What would Gordon do?
Douglas Carswell MP considers how far we've come since the era of Brownian economics. The results are a little disconcerting
Mulling over our economic predicament, I've recently found myself asking "what would Gordon Brown do if he was still in charge?"
I ponder this not out of any nostalgia for possibly the most disastrous British leader in modern times. Rather I ask to try to assure myself that we've moved on from the disaster that was Gordon Brown economics.
If Gordo was still running the show, I reckon the government would be;
1. Borrowing ever greater amounts.
2. Printing yet more money.
3. Holding the price of credit at near zero.
4. Credit rationing - or "credit easing" - to try to deal with the consequential shortage of the stuff.
5. Capital investment projects, using money we don't have, would be launched to try to "kick start" the economy.

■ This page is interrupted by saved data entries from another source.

PR #7644, opened 2026-02-25
Serialize Trino ROW types as JSON objects with field names

nmosafi:
Trino ROW (struct) columns were serialized as plain arrays, losing all field name information. This converts NamedRowTuple values to dicts using the field name metadata from the trino library, so ROW fields appear as {"field": value} instead of [value].

## What type of PR is this? 

- [ ] Refactor
- [ ] Feature
- [x] Bug Fix
- [ ] New Alert Destination
- [ ] Other

## How is this tested?

- [ ] E2E Tests (Cypress)
- [x] Manually
- [ ] N/A

I tested by querying our local Trino instance before/after this change

### DIFF
--- a/migrations/versions/0f740a081d20_inline_tags.py
+++ b/migrations/versions/0f740a081d20_inline_tags.py
@@ -21,7 +21,7 @@ depends_on = None
 
 
 def upgrade():
-    tags_regex = re.compile("^([\w\s]+):|#([\w-]+)", re.I | re.U)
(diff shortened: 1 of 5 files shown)


yoshiokatsuneo (approved):

yoshiokatsuneo:
@nmosafi 

I confirmed that it works well. So, I approved and merged the commit. 
Thank you for your contribution !!

PR #7645, opened 2026-02-25
Fix precision loss for large integers in query results

nmosafi:
## Summary
- Integers exceeding JavaScript's `Number.MAX_SAFE_INTEGER` (2^53 - 1) lose precision when parsed by `JSON.parse()` in the browser. For example, a bigint value of `1771858801316128013` would display as `1771858801316128000`.
- The backend `json_dumps` now converts unsafe integers to strings during serialization, preserving their exact values. The column type remains `"integer"` so the frontend can still treat the column as numeric for display purposes.
- The frontend type-sniffing logic in `query-result.js` now recognises string values that represent large integers in `"integer"` columns and skips re-typing them as `"string"`.
- The number formatter in `value-format.tsx` guards against converting such strings back to JavaScript Numbers via the `numeral` library.

## Test plan
- [x] Backend unit tests pass (`tests/utils/test_json_dumps.py`)
- [x] Verify large integer columns (e.g. Trino `BIGINT`) display exact values in table visualization
- [x] Verify safe integers (within `MAX_SAFE_INTEGER`) are unaffected
- [x] Verify number formatting still works for normal numeric columns
- [ ] Verify NaN/Inf sanitization is unaffected

🤖 Generated with [Claude Code](https://claude.com/claude-code)


yoshiokatsuneo:
I see this as a valid issue.
At the same time, I'm not sure whether we should handle the case or not, as it looks minor case and the PR may makes the code a bit less simple.

nmosafi:
Yeah understood, any suggestion for a cleaner solution?

nmosafi:
@yoshiokatsuneo Can I ask - is there any chance to make progress with this? I am happy to change the code as you see fit, but think the functionality is important for anyone looking at any kind of network capture data

yoshiokatsuneo:
@nmosafi 

I'm sorry but I don't see why this is important in the network capture data...

nmosafi:
@yoshiokatsuneo We capture nanosecond timestamps of all network traffic and put these into parquet files which we then query with Trino using hive partioning. Those are encoded as bigint e.g. `1789758060968086796` for `2026-09-18T19:01:00.968086796`. We need to be able to see these numbers in both those formats with no precision loss and that is not possible without both this PR and #7646.

From what I recall it's possible to hack this by converting a string and then prepending a character at the start e.g. `x1789758060968086796` but that is very hacky and doesn't work with `select *` either.

We have our own internal fork of Redash with these two PRs in them which we are running, but would rather upstream these fixes.

Thanks

PR #7646, opened 2026-02-25
Preserve string column values that look like datetimes

nmosafi:
The frontend type-sniffing logic converts datetime-looking strings to moment objects, which only support millisecond precision.  Values with sub-millisecond precision (e.g. nanosecond timestamps like "2026-02-23T15:00:01.308267939") lose their fractional digits.

When the backend explicitly sets the column type to "string", the frontend now respects that and skips the datetime/date conversion, displaying the original value as-is.

## What type of PR is this? 

- [ ] Refactor
- [ ] Feature
- [x] Bug Fix
- [ ] New Alert Destination
- [ ] Other

## How is this tested?

- [ ] E2E Tests (Cypress)
- [x] Manually
- [ ] N/A

Tested by running some queries against our Trino instance. I see `2026-02-23T15:00:01.308267939` displayed completely now, whereas before it would display as `23/02/26 15:00`


yoshiokatsuneo:
I see this as a valid issue.
At the same time, I'm not sure whether we should handle the case or not, as it looks minor case and the PR may makes the code a bit less simple.

nmosafi:
@yoshiokatsuneo Can I ask - is there any chance to make progress with this? I am happy to change the code as you see fit, but think the functionality is important for anyone looking at any kind of high precision timestamp data

yoshiokatsuneo:
@nmosafi 

Do you have a real major problem because of the issue?

nmosafi:
@yoshiokatsuneo Yeah I am unable to see properly formatted nanosecond level timestamps. For example, with the following JSON returned from the backend

```json
{
    "query_result": {
        "id": 610609,
        "query_hash": "1acff7ba79bd337df72d8bc2a8f4df71",
        "query": "redacted",
        "data": {
            "columns": [
                {
                    "name": "_col0",
                    "friendly_name": "_col0",
                    "type": null
                }
            ],
            "rows": [
                {
                    "_col0": "2026-09-18T19:01:00.965007220Z"
                },
                {
                    "_col0": "2026-09-18T19:01:00.965007220Z"
                },
                {
                    "_col0": "2026-09-18T19:01:00.968086796Z"
                }
            ]
        },
        "data_source_id": 18,
        "runtime": 0.9761795997619629,
        "retrieved_at": "2026-09-24T18:38:59.311+01:00"
    }
}
```

It looks like this in the redash

image

Issue #7649, opened 2026-02-27
DB upgrade scripts has SyntaxWarning after Python version upgrading


myonlylonely:
I assume this is related to this Python upgrade PR: https://github.com/getredash/redash/pull/7636

### Steps to Reproduce

1. run DB upgrade process:
```bash
docker compose run --rm server manage db upgrade
```
2. It has SyntaxWarning:
```
/app/migrations/versions/0f740a081d20_inline_tags.py:24: SyntaxWarning: invalid escape sequence '\w'
  tags_regex = re.compile("^([\w\s]+):|#([\w-]+)", re.I | re.U)
```

### Technical details:

* Redash Version: 8f76f84975090563949736e1a850f90f312af024
* Browser/OS: Chrome
* How did you install Redash: Docker

myonlylonely:
@yoshiokatsuneo Could you please look into this issue?

yoshiokatsuneo:
@myonlylonely 

Thank you for the report !
I just made a PR to fix the issue.
https://github.com/getredash/redash/pull/7650

myonlylonely:
👍

PR #7650, opened 2026-02-27
Fix regular expression warning

yoshiokatsuneo:
## What type of PR is this? 

- [x] Bug Fix

## Description
Just fix the warning on a migration by adding adding "r" prefix before the regular expression.

https://github.com/getredash/redash/issues/7649

## How is this tested?
- [x] Manually

As far as I see, this is just a warning, and make it regular expression literal fixes, without changing the behavior


yoshiokatsuneo:
@eradman Thank you for your quick review caring similar cases!

PR #7657, opened 2026-03-08
Add annotated query option in trino datasource

kimsehwan96:
## What type of PR is this? 

- [ ] Refactor
- [x] Feature
- [ ] Bug Fix
- [ ] New Alert Destination
- [ ] Other

## Description

Add environment variable based flags to activate annotated query and apply its feature when the flag enabled (default enabled)

## How is this tested?

- [ ] E2E Tests (Cypress)
- [x] Manually
- [ ] N/A

스크린샷 2026-03-08 오후 3 32 02

Likewise annotated athena query, can check query annotation in trino ui at the query text.

### DIFF
--- a/redash/query_runner/trino.py
+++ b/redash/query_runner/trino.py
@@ -1,4 +1,5 @@
 import logging
+import os
 
 from redash.models.users import ApiUser, User
 from redash.query_runner import (
@@ -13,8 +14,10 @@ from redash.query_runner import (
     JobTimeoutException,
     register,
 )
+from redash.settings import parse_boolean
 
 logger = logging.getLogger(__name__)
+ANNOTATE_QUERY = parse_boolean(os.environ.get("TRINO_ANNOTATE_QUERY", "true"))
 
 try:
     import trino
@@ -61,7 +64,7 @@ TRINO_TYPES_MAPPING = {
 
 class Trino(BaseQueryRunner):
     noop_query = "SELECT 1"
-    should_annotate_query = False
+    should_annotate_query = ANNOTATE_QUERY
 
     @classmethod
     def configuration_schema(cls):


redash/query_runner/trino.py
```diff
@@ -61,7 +64,6 @@ def _convert_row_types(value):
 
 class Trino(BaseQueryRunner):
     noop_query = "SELECT 1"
-    should_annotate_query = False
```
arikfr, line 64: Why not apply the boolean here? It's not like it can change in runtime.

kimsehwan96: @arikfr 

In BaseQueryRunner 
https://github.com/getredash/redash/blob/57567c75a008c108f24c3f11663d584429611091/redash/query_runner/__init__.py#L116-L118

Default `should_annotate_query` value is `True` and the Athena query runner also doesn't have `should_annotate_query`. 

So I thought `should_annotate_query = False` statement used for disabling to annotate query not the switch for enable/disable annotating feature.

Should I set boolean in `should_annotate_query` to `True` when the env var `TRINO_ANNOTATE_QUERY` is true?

arikfr: `annotate_query` checks `should_annotate_query` and based on it returns original query or adds annotation.

What do you mean by disabling to anotate query vs. enable/disable annotation feature? Isn't it the same? :)

kimsehwan96: @arikfr You're right, I initially misunderstood the role of should_annotate_query.

I was thinking of it as a "disable annotation" flag rather than the actual switch that annotate_query() already checks internally.

Since BaseQueryRunner.annotate_query() already branches on should_annotate_query, there's no need to override the method.

Thanks for the feedback!

PR #1609, opened 2025-07-16
fix: postcss and brace-expansion versioning

ilbum:
- Update of "postcss" package, this is okay as we're not using its features (postcss). See vulnerability here https://github.com/tensorlakeai/indexify/security/dependabot/136
- Update of "brace-expansion" package. See vulnerability here https://github.com/tensorlakeai/indexify/security/dependabot/212

### DIFF
--- a/server/ui/package.json
+++ b/server/ui/package.json
@@ -40,12 +40,12 @@
     "web-vitals": "^2.1.4"
   },
   "overrides": {
-    "postcss": "<8.4.31",
-    "brace-expansion": "<=1.1.11",
+    "postcss": "^8.4.31",
+    "brace-expansion": "^1.1.11",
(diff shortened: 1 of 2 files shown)


server/ui/package.json
```diff
@@ -40,8 +40,8 @@
     "web-vitals": "^2.1.4"
   },
   "overrides": {
-    "postcss": "<8.4.31",
-    "brace-expansion": "<=1.1.11",
+    "postcss": "^8.4.31",
+    "brace-expansion": "^1.1.11",
```
eabatalov, line 44: Nit (not important): we need to update to 1.1.12 to mitigate the vulnerability but the changes in the lock file show that npm pull the latest version 1.1.12 which has the fix.

eabatalov (approved):

PR #1611, opened 2025-07-16
Log Server->FE alloc assignment deltas

earhart:
## Context

We'd like some logging for the FE assignment deltas to aid in system debugging.

## What

This change saves the desired executor states as they're being sent, and computes a delta from the current state and the previous state, logging any changes.

## Testing

Ran local integration tests, and watched the log messages.

## Contribution Checklist

### DIFF
--- a/server/src/executor_api.rs
+++ b/server/src/executor_api.rs
@@ -19,12 +19,13 @@ use executor_api_pb::{
     HostResources,
     ReportExecutorStateRequest,
     ReportExecutorStateResponse,
+    TaskAllocation,
     TaskResult,
 };
 use tokio::sync::watch;
 use tokio_stream::{wrappers::WatchStream, Stream};
 use tonic::{Request, Response, Status};
-use tracing::{debug, error, info, trace, warn};
+use tracing::{debug, error, info, info_span, trace, warn};
 
 use crate::{
     blob_store::{self, BlobStorage},
@@ -829,11 +830,14 @@ impl ExecutorApi for ExecutorAPIService {
         }));
         let executor_manager = self.executor_manager.clone();
         tokio::spawn(async move {
+            let loop_span = info_span!("Executor update loop", executor_id = executor_id.get());
+
             // 1. Mark the state as changed to trigger the first change notification to the
             //    executor. This is important because between the report_executor_state and
             //    the get_desired_executor_states requests, the executor state may received
             //    a new desired state.
             state_rx.mark_changed();
+            let mut last_sent_state = DesiredExecutorState::default();
             loop {
                 // 2. Wait for a state change for this executor
                 if let Err(err) = state_rx.changed().await {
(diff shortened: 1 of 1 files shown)


server/src/executor_api.rs
```diff
@@ -865,14 +869,61 @@ impl ExecutorApi for ExecutorAPIService {
...
+                        if let (Some(fn_executor_id), Some(allocation_id)) =
+                            (fn_executor_id_option, allocation_id_option)
+                        {
+                            match last_assignments.get(fn_executor_id) {
+                                Some(last_allocation_id) => {
+                                    if allocation_id != last_allocation_id {
+                                        info!(
+                                            fn_executor_id,
+                                            allocation_id, last_allocation_id, "re-assigning FE"
+                                        )
```
diptanu, line 900: These are nice logs, I think for what we needed just seeing the list of FEs that we are sending in the desired state would have been enough. At max there is going to be 8-10 FEs on most machines, if we looked at a series of logs, we would have figured out this logic. Just wondering if it's worth doing the difference here for what we need to know right now.

server/src/executor_api.rs
```diff
@@ -865,14 +869,61 @@ impl ExecutorApi for ExecutorAPIService {
                     "get_desired_executor_states: got desired state: {:#?}", desired_state
                 );
 
+                // Log state differences
```
eabatalov, line 872: Why don't we use local log for this?
This looks like exact use case.

We can see what Server assigned in its allocations API. So the only gap we have is to know what server sent.
If we use local log here we can just dump the whole desired state or its subset without even diffing anything.

Also I think this function is getting really huge and this logging really needs to be extracted out of it.

server/src/executor_api.rs
```diff
@@ -856,33 +907,25 @@ impl ExecutorApi for ExecutorAPIService {
                 }
 
                 // 3. Get the latest state
-                let desired_state: DesiredExecutorState = match executor_manager
-                    .get_executor_state(&executor_id)
-                    .await
-                    .try_into()
```
eabatalov, line 862: This try_into is not needed?

server/src/executor_api.rs
```diff
@@ -856,33 +907,25 @@ impl ExecutorApi for ExecutorAPIService {
...
+                let desired_state = executor_manager.get_executor_state(&executor_id).await;
+
                 {
```
eabatalov, line 912: Do we need this `{`? Maybe I misunderstand something.

eabatalov (dismissed):
Just minor comments, lgtm

server/src/executor_api.rs
```diff
@@ -711,6 +712,53 @@ impl ExecutorAPIService {
     }
 }
 
+fn log_desired_executor_state(
```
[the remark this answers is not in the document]
earhart: Done

server/src/executor_api.rs
earhart: Nope - turns out we're already getting a `DesiredExecutorState` here; it just converts into itself.

server/src/executor_api.rs
```diff
@@ -711,6 +712,105 @@ impl ExecutorAPIService {
...
+        }
+    }
+
+    for (fn_executor_id, last_allocation_id) in last_assignments {
+        info!(%fn_executor_id, %last_allocation_id, "idling FE")
+    }
+}
+
+#[instrument(skip_all, fields(executor_id = %executor_id))]
+async fn executor_update_loop(
```
eabatalov, line 760: Nice function extraction refactoring

eabatalov (approved):
ty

6. Special inducements would be offered to rent-seeking corporatist concerns - no doubt described as a "boost to the economy".
7. Amid a blizzard of failed stimulus initiatives, there'd be talk of supply-side reform - but little to actually make it happen.
8. Plenty of triangulation against anyone suggesting tax cut - "Don't they see we can't afford to lower taxes when we're spending £billions trying to boost the economy?"
9. Blame for the Eurozone (not America this time). But also pledges of UK taxpayer cash to hold it together to dwarf any losses from Gordo's decision to sell off our gold.
10. Even some sort of taxpayer-backed sub prime debt scheme, perhaps?
Yes, it is good to see that we have moved a zillion miles away from the kind of Brownian economics that landed us in this mess.